INPUT MATERIAL —
PR #1932, opened 2023-09-28
Add "none" distribution

snickl:
So here's a first stab.
I had to make the efi symlink conditional because my testing skeleton tree is for an arm system without EFI.
Also I just took the architecture list from Fedora for now, is there a way to say "all of them / don't care"?

### DIFF
--- a/mkosi/__init__.py
+++ b/mkosi/__init__.py
@@ -39,6 +39,7 @@ from mkosi.config import (
     parse_config,
     summary,
 )
+from mkosi.distributions import Distribution
 from mkosi.installer import clean_package_manager_metadata, package_manager_scripts
 from mkosi.kmod import gen_required_kernel_modules, process_kernel_modules
 from mkosi.log import ARG_DEBUG, complete_step, die, log_step
@@ -138,6 +139,7 @@ def install_distribution(state: MkosiState) -> None:
             # Some distributions install EFI binaries directly to /boot/efi. Let's redirect them to /efi
             # instead.
             rmtree(state.root / "boot/efi")
+            (state.root / "boot").mkdir(exist_ok=True)
             (state.root / "boot/efi").symlink_to("../efi")
 
             if state.config.packages:
@@ -174,6 +176,14 @@ def remove_packages(state: MkosiState) -> None:
             state.config.distribution.remove_packages(state, state.config.remove_packages)
         except NotImplementedError:
             die(f"Removing packages is not supported for {state.config.distribution}")
+
+
+def check_root_populated(state: MkosiState) -> None:
+    """Check that the root was populated by looking for a os-release file."""
+    osrelease = state.root / "usr/lib/os-release"
+    if not osrelease.exists():
+        die(f"{osrelease} not found.",
+            hint="The root must be populated by the distribution, or from base trees, skeleton trees, and prepare scripts.")
 
 
 def configure_os_release(state: MkosiState) -> None:
@@ -968,6 +978,9 @@ def build_initrd(state: MkosiState) -> Path:
     symlink = state.workspace / "initrd"
     if symlink.exists():
         return symlink.resolve()
+
+    if state.config.distribution == Distribution.none:
+        die(f"Building a default initrd is not supported with distribution {state.config.distribution}")
 
     # Default values are assigned via the parser so we go via the argument parser to construct
     # the config for the initrd.
@@ -1945,6 +1958,7 @@ def build_image(args: MkosiArgs, config: MkosiConfig, name: str, uid: int, gid: 
                 save_cache(state)
                 reuse_cache(state)
 
+            check_root_populated(state)
             run_build_scripts(state)
 
             if state.config.output_format == OutputFormat.none:
--- a/mkosi/distributions/__init__.py
+++ b/mkosi/distributions/__init__.py
@@ -72,6 +72,7 @@ class DistributionInstaller:
 
 
 class Distribution(StrEnum):
+    none         = enum.auto()
     fedora       = enum.auto()
     debian       = enum.auto()
     ubuntu       = enum.auto()
--- a/mkosi/distributions/none.py
+++ b/mkosi/distributions/none.py
@@ -1,0 +1,27 @@
+# SPDX-License-Identifier: LGPL-2.1+
+
+from collections.abc import Sequence
+
+from mkosi.distributions import DistributionInstaller
+from mkosi.log import die
+from mkosi.state import MkosiState
+
+
+class Installer(DistributionInstaller):
+    @classmethod
+    def setup(cls, state: MkosiState) -> None:
+        pass
+
+    @classmethod
+    def install(cls, state: MkosiState) -> None:
+        pass
+
+    @classmethod
+    def install_packages(cls, state: MkosiState, packages: Sequence[str]) -> None:
+        if packages:
+            die("Installing packages is not supported with distribution 'none'")
+
+    @classmethod
+    def remove_packages(cls, state: MkosiState, packages: Sequence[str]) -> None:
+        if packages:
+            die("Removing packages is not supported with distribution 'none'")
--- a/mkosi/resources/mkosi.md
+++ b/mkosi/resources/mkosi.md
@@ -395,8 +395,8 @@ boolean argument: either `1`, `yes`, or `true` to enable, or `0`, `no`,
 
 : The distribution to install in the image. Takes one of the following
   arguments: `fedora`, `debian`, `ubuntu`, `arch`, `opensuse`, `mageia`,
-  `centos`, `rhel-ubi`, `openmandriva`, `rocky`, `alma`. If not
-  specified, defaults to the distribution of the host.
+  `centos`, `rhel-ubi`, `openmandriva`, `rocky`, `alma`, `none`.
+  If not specified, defaults to the distribution of the host.
 
 `Release=`, `--release=`, `-r`
 
@@ -1283,6 +1283,8 @@ distributions:
   guarantee that it will work at all and the core maintainers will
   generally not fix gentoo specific issues**)
 
+* *None* (**Requires the user to provide a pre-built rootfs**)
+
 In theory, any distribution may be used on the host for building images
 containing any other distribution, as long as the necessary tools are
 available.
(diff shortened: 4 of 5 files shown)


mkosi/distributions/none.py
```diff
@@ -0,0 +1,66 @@
...
+
+
+class NoneInstaller(DistributionInstaller):
+    @classmethod
+    def filesystem(cls) -> str:
+        return "ext4"
+
+    @classmethod
+    def package_type(cls) -> PackageType:
+        return PackageType.rpm
```
behrmann, line 19: That seems an odd choice? Maybe we should have an associated package type `none`, too.

DaanDeMeyer: Let's add `none` to `PackageType` and use it here

mkosi/distributions/none.py
```diff
@@ -0,0 +1,66 @@
...
+            Architecture.ppc64_le  : "ppc64le",
+            Architecture.riscv64   : "riscv64",
+            Architecture.s390x     : "s390x",
+            Architecture.x86_64    : "x86_64",
+        }.get(arch)
+
+        if not a:
+            die(f"Architecture {a} is not supported")
+
+        return a
```
behrmann, line 66: I see that it's taken from Fedora, by without making further any reason not do just do
```suggestion
        return str(arch)
```

DaanDeMeyer:
You can rebase on top of https://github.com/systemd/mkosi/pull/1933 once it's merged and it will make this a bit easier, you'll have to implement fewer methods.

So this should also come with a few extra checks. e.g. after running the prepare scripts we should check that `state.root` was actually populated, which I figure we can check by making sure a /usr/lib/os-release file exists.

mkosi/resources/mkosi.md
```diff
@@ -375,7 +375,7 @@ boolean argument: either `1`, `yes`, or `true` to enable, or `0`, `no`,
 
 : The distribution to install in the image. Takes one of the following
   arguments: `fedora`, `debian`, `ubuntu`, `arch`, `opensuse`, `mageia`,
-  `centos`, `openmandriva`, `rocky`, `alma`. If not
+  `centos`, `openmandriva`, `rocky`, `alma`, `none`. If not
```
DaanDeMeyer, line 378: We should document here that if the distribution is `none` that it's up to the user to populate the rootfs via a combination of base trees, skeleton trees and prepare scripts.

mkosi/distributions/none.py
```diff
@@ -0,0 +1,50 @@
...
+    def setup(cls, state: MkosiState) -> None:
+        pass
+
+    @classmethod
+    def install(cls, state: MkosiState) -> None:
+        pass
+
+    @classmethod
+    def install_packages(cls, state: MkosiState, packages: Sequence[str], apivfs: bool = True) -> None:
+        pass
```
DaanDeMeyer, line 42: We should fail explicitly here if `packages` is not empty

mkosi/distributions/none.py
```diff
@@ -0,0 +1,50 @@
...
+
+    @classmethod
+    def remove_packages(cls, state: MkosiState, packages: Sequence[str]) -> None:
+        pass
```
DaanDeMeyer, line 46: Same here, we should fail if `packages` is not empty

mkosi/distributions/__init__.py
```diff
@@ -81,6 +83,7 @@ def is_centos_variant(self) -> bool:
 
     def is_dnf_distribution(self) -> bool:
         return self in (
+            Distribution.none,
```
DaanDeMeyer, line 86: This should be dropped

DaanDeMeyer (changes requested):

mkosi/distributions/none.py
snickl: Just an oversight. I also added "none", but without testing on my side so far.
#1933 also adds this, so should sort out itself.

snickl: Done

DaanDeMeyer:
We should also add a check in `build_initrd()` that fails if the distribution is `none` since we can't build a default initrd if that's the case.

DaanDeMeyer:
#1933 is merged now so you can rebase on main

DaanDeMeyer:
Please rebase on the latest changes from the main branch and remove the implementations of methods that have default implementation on the main branch

mkosi/__init__.py
```diff
@@ -138,7 +138,8 @@ def install_distribution(state: MkosiState) -> None:
             # Some distributions install EFI binaries directly to /boot/efi. Let's redirect them to /efi
             # instead.
             rmtree(state.root / "boot/efi")
-            (state.root / "boot/efi").symlink_to("../efi")
+            if (state.root / "boot/efi").exists():
```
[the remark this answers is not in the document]
DaanDeMeyer: This still needs to be fixed

DaanDeMeyer (changes requested):
Still missing the requested changes to build_initrd() and the check to see if $BUILDROOT was populated after running the prepare scripts. See previous comments

mkosi/__init__.py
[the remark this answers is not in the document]
snickl: I've added the mkdir, but I don't really get it

mkosi/resources/mkosi.md
snickl: Done, please check the phrasing

snickl:
> We should also add a check in `build_initrd()` that fails if the distribution is `none` since we can't build a default initrd if that's the case.

Done but not sure how to trigger this code path.

Why is this not possible? Just because of the --package cmdline elements?

snickl:
> So this should also come with a few extra checks. e.g. after running the prepare scripts we should check that `state.root` was actually populated, which I figure we can check by making sure a /usr/lib/os-release file exists.

Where would I put this? Before run_build_scripts() in build_image()?

mkosi/__init__.py
```diff
@@ -969,6 +971,9 @@ def build_initrd(state: MkosiState) -> Path:
     if symlink.exists():
         return symlink.resolve()
 
+    if state.config.distribution == Distribution.none:
+        die(f"Building an initrd is not supported with distribution {state.config.distribution}")
```
DaanDeMeyer, line 975: "Building a default initrd ..."

mkosi/distributions/none.py
```diff
@@ -0,0 +1,27 @@
...
+    @classmethod
+    def setup(cls, state: MkosiState) -> None:
+        pass
+
+    @classmethod
+    def install(cls, state: MkosiState) -> None:
+        pass
+
+    @classmethod
+    def install_packages(cls, state: MkosiState, packages: Sequence[str], apivfs: bool = True) -> None:
```
DaanDeMeyer, line 20: The `apivfs` argument can be dropped

DaanDeMeyer (changes requested):
Almost good to go

> Where would I put this? Before run_build_scripts() in build_image()?

Never mind, we'll merge without that check, I'll add it myself in a follow up.

> Why is this not possible? Just because of the --package cmdline elements?

Yes, our default initrd should just consist out of systemd, udev and kmod, but there's no way for us to request just those packages to be installed when there's no distribution, so the initrd has to be provided explicitly by the user.

mkosi/__init__.py
```diff
@@ -176,6 +178,18 @@ def remove_packages(state: MkosiState) -> None:
             die(f"Removing packages is not supported for {state.config.distribution}")
 
 
+def check_none_root_populated(state: MkosiState) -> None:
+    """If no distribution was installed, check that root was populated by looking for os-release file."""
+    if state.config.distribution != Distribution.none:
+        return
```
DaanDeMeyer, line 184: This shouldn't be specific to the `none` distribution, we should do this for every distribution.

mkosi/__init__.py
```diff
@@ -176,6 +178,18 @@ def remove_packages(state: MkosiState) -> None:
...
+
+    osrelease = state.root / "usr/lib/os-release"
+    if osrelease.is_file():
+        return
+
+    die("Root must be populated from skeleton tree or by other means for distribution 'none'")
```
keszybz, line 190: I think it'd be better to say:
```python
die(f"{osrelease} is not a file.",
    hint=""Root must be populated from skeleton tree or by other means for distribution 'none'")
```

keszybz (commented):
This seems reasonable.

mkosi/__init__.py
```diff
@@ -176,6 +178,14 @@ def remove_packages(state: MkosiState) -> None:
             die(f"Removing packages is not supported for {state.config.distribution}")
 
 
+def check_root_populated(state: MkosiState) -> None:
+    """Check that the root was populated by looking for a os-release file."""
+    osrelease = state.root / "usr/lib/os-release"
+    if not osrelease.is_file():
```
DaanDeMeyer, line 184: I would just use `exists()` here

mkosi/__init__.py
```diff
@@ -176,6 +178,14 @@ def remove_packages(state: MkosiState) -> None:
...
+        die(f"{osrelease} is not a file.",
```
DaanDeMeyer, line 185: "is not a file" => "not found"

mkosi/resources/mkosi.md
```diff
@@ -395,8 +395,11 @@ boolean argument: either `1`, `yes`, or `true` to enable, or `0`, `no`,
 
 : The distribution to install in the image. Takes one of the following
   arguments: `fedora`, `debian`, `ubuntu`, `arch`, `opensuse`, `mageia`,
-  `centos`, `rhel-ubi`, `openmandriva`, `rocky`, `alma`. If not
-  specified, defaults to the distribution of the host.
+  `centos`, `rhel-ubi`, `openmandriva`, `rocky`, `alma`, `none`.
```
DaanDeMeyer, line 398: Can you update the `Supported Distributions` section as well?

mkosi/__init__.py
snickl: Thanks, combined with the request to make it distribution-agnostic

DaanDeMeyer (changes requested):
Can you also make `config_default_distribution()` return `Distribution.none` if no distribution can be found?

mkosi/__init__.py
snickl: Done

mkosi/distributions/none.py
snickl: Done

mkosi/__init__.py
snickl: Done

keszybz:
Alsa unmark it as draft.

mkosi/__init__.py
snickl: Done

mkosi/resources/mkosi.md
snickl: Haven't seen that section before. I removed the explanation from --distribution down to that section and expanded it a little bit.

mkosi/__init__.py
snickl: Done

keszybz:
LGTM.

keszybz (approved):

PR #1935, opened 2023-09-28
Add Architecture match

DaanDeMeyer:


behrmann (approved):

behrmann:
Tests und type checkers already ran, the rest doesn't cover this, no point in wasting CI minutes.

PR #1936, opened 2023-09-28
Check early whether 'ukify' is available

keszybz:
It is an optional component. The user would be unhappy when we fail at the end of a lengthy installation process. So let's check early if we would need it and refuse to continue.
(When config.bootable == ConfigFeature.auto, we cannot to do the check before the installation is performed, so let's opt to be strict and do the check.)

Inspired by https://bugzilla.redhat.com/show_bug.cgi?id=2240598.

### DIFF
--- a/mkosi/__init__.py
+++ b/mkosi/__init__.py
@@ -1126,6 +1126,28 @@ def build_uki(
     run(cmd)
 
 
+def want_uki(config: MkosiConfig) -> bool:
+    # Do we want to build an UKI according to config?
+    # Note that this returns True also in the case where autodetection might later
+    # cause the UKI not to be installed after the file system has been populated.
+
+    if config.bootable == ConfigFeature.disabled:
+        return False
+
+    if config.bootloader == Bootloader.none:
+        return False
+
+    if (config.output_format in (OutputFormat.cpio, OutputFormat.uki) and
+        config.bootable == ConfigFeature.auto):
+        return False
+
+    if (config.architecture.to_efi() is None and
+        config.bootable == ConfigFeature.auto):
+        return False
+
+    return True
+
+
 def install_uki(state: MkosiState, partitions: Sequence[Partition]) -> None:
     # Iterates through all kernel versions included in the image and generates a combined
     # kernel+initrd+cmdline+osrelease EFI file from it and places it in the /EFI/Linux directory of the ESP.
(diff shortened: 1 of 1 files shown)


mkosi/__init__.py
```diff
@@ -1450,6 +1461,10 @@ def check_inputs(config: MkosiConfig) -> None:
             if not p.is_file():
                 die(f"Initrd {p} is not a file")
 
+    if (want_uki(config) and
+        not (shutil.which("ukify") or Path("/usr/lib/systemd/ukify").exists())):
+        die(f"'ukify' not available")
```
DaanDeMeyer, line 1466: Don't need the f string here, it can be a normal one

DaanDeMeyer, line 1466: We should do this check in `load_config()` in config.py

DaanDeMeyer: Also I'd say "ukify not found"

DaanDeMeyer: And add a hint to tell users to set Bootable=no if they don't want a bootable image

DaanDeMeyer (changes requested):

keszybz:
Updated with all the suggested changes.

mkosi/config.py
```diff
@@ -2325,7 +2346,12 @@ def load_config(args: argparse.Namespace) -> MkosiConfig:
     ):
         die("This unprivileged build configuration requires at least Linux v5.11")
 
-    return MkosiConfig.from_namespace(args)
+    config = MkosiConfig.from_namespace(args)
+    if config.want_uki() and not (shutil.which("ukify") or Path("/usr/lib/systemd/ukify").exists()):
+        die("'ukify' not found.",
+            hint="Bootable=no can be used to create a non-bootable image.")
```
DaanDeMeyer, line 2352: So I forgot about the tools tree, ukify can come from the tools tree but we only mount that later. So either we have to delay this check until any tools tree is mounted or we only have to do the check if there is no tools tree define here.

keszybz: I moved the check back to `check_inputs()`. This is simple and should be fairly robust. I don't want to implement  some complicated approach where the check is delayed.

keszybz: Oh, OK, now I grok what you mean. Updated again.

mkosi/__init__.py
```diff
@@ -1126,28 +1126,39 @@ def build_uki(
...
+
+    if config.bootloader == Bootloader.none:
+        return False
+
+    if (config.output_format in (OutputFormat.cpio, OutputFormat.uki) and
+        config.bootable == ConfigFeature.auto):
+        return False
+
+    if (config.architecture.to_efi() is None and
+        config.bootable == ConfigFeature.auto):
```
behrmann, line 1145: Nit: both are still in the line length limit
```suggestion
    if config.output_format in (OutputFormat.cpio, OutputFormat.uki) and config.bootable == ConfigFeature.auto:
        return False

    if config.architecture.to_efi() is None and config.bootable == ConfigFeature.auto:
```

Other nit: `config.output_format in (OutputFormat.cpio, OutputFormat.uki)` comes up a few more times and on `Architecture`  we have a few helper predicates that say what about this it is, we are interested in. Something like that would be nice on `OutputFormat`, too.

mkosi/__init__.py
```diff
@@ -1462,6 +1473,12 @@ def check_outputs(config: MkosiConfig) -> None:
             die(f"Output path {f} exists already. (Consider invocation with --force.)")
 
 
+def check_tools(config: MkosiConfig) -> None:
+    if want_uki(config) and not (shutil.which("ukify") or Path("/usr/lib/systemd/ukify").exists()):
+        die("'ukify' not found.",
+            hint="Bootable=no can be used to create a non-bootable image.")
```
behrmann, line 1479: Nit: line length
```suggestion
    if want_uki(config) and not (shutil.which("ukify") or Path("/usr/lib/systemd/ukify").exists()):
        die("'ukify' not found.", hint="Bootable=no can be used to create a non-bootable image.")
```

behrmann (approved):
LGTM!

DaanDeMeyer (approved):
The line length stuff isn't too important, so let's merge

PR #1938, opened 2023-09-28
tooltrees: add curl to default packages

behrmann:
This makes it easy to download a file from a prepare script when using a default tool tree.

I went with `curl` instead of `curl-minimal` for Centos since `curl-minimal` is only available in Centos 9.

### DIFF
--- a/mkosi/distributions/debian.py
+++ b/mkosi/distributions/debian.py
@@ -42,6 +42,7 @@ class DebianInstaller(DistributionInstaller):
             "ca-certificates",
             "coreutils",
             "cpio",
+            "curl",
             "debian-archive-keyring",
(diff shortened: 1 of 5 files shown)


mkosi/distributions/debian.py
```diff
@@ -42,6 +42,7 @@ def tools_tree_packages(cls) -> list[str]:
             "ca-certificates",
             "coreutils",
             "cpio",
+            "curl"
```
DaanDeMeyer, line 45: Missing comma

behrmann: The vagaries of implicit string concatenation.

DaanDeMeyer (approved):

TASK REQUIREMENTS —
Show all lines from the entries that hold "later".

WORKED SOLUTION —
+    # Note that this returns True also in the case where autodetection might later
DaanDeMeyer, line 2352: So I forgot about the tools tree, ukify can come from the tools tree but we only mount that later. So either we have to delay this check until any tools tree is mounted or we only have to do the check if there is no tools tree define here.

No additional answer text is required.